--- START ---
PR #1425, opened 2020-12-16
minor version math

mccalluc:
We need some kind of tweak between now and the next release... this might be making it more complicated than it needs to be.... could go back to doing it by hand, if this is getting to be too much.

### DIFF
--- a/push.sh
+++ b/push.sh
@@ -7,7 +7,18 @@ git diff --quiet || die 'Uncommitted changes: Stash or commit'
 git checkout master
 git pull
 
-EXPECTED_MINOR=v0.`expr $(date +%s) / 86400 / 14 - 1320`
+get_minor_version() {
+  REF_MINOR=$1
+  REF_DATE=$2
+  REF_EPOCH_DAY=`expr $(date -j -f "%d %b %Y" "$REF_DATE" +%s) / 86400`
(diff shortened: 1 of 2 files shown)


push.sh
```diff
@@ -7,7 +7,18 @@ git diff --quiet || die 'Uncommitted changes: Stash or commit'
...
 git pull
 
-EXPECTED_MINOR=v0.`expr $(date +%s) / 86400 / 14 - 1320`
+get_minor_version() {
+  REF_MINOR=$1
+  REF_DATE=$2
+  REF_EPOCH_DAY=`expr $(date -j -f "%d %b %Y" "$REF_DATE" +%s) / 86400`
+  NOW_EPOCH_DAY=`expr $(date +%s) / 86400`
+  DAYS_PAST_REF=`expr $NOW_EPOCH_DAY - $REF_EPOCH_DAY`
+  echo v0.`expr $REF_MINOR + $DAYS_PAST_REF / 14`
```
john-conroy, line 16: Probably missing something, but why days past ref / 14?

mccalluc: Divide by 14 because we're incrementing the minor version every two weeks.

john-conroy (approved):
--- END ---
--- START ---
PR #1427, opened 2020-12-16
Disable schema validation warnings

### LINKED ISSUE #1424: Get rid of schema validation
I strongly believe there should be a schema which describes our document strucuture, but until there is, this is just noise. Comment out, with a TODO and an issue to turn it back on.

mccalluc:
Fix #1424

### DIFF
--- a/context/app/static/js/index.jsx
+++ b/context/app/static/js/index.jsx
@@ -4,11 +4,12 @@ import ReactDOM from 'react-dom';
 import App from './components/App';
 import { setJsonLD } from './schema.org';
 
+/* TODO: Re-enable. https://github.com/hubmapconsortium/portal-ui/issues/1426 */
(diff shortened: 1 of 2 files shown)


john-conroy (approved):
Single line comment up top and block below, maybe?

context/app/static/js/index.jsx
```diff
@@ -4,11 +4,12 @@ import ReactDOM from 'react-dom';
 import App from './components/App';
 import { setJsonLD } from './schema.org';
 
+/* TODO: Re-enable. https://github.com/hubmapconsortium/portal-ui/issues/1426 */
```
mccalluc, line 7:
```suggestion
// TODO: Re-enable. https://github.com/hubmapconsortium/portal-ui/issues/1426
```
--- END ---
--- START ---
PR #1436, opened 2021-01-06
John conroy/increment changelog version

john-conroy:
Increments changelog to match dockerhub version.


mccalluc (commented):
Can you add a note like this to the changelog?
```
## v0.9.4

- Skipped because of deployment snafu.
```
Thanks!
--- END ---
WHAT TO WORK ON = Looking at the entries above, work out how many lines contain "this", then reply with that number and no other words.

ANSWER SECTION = 3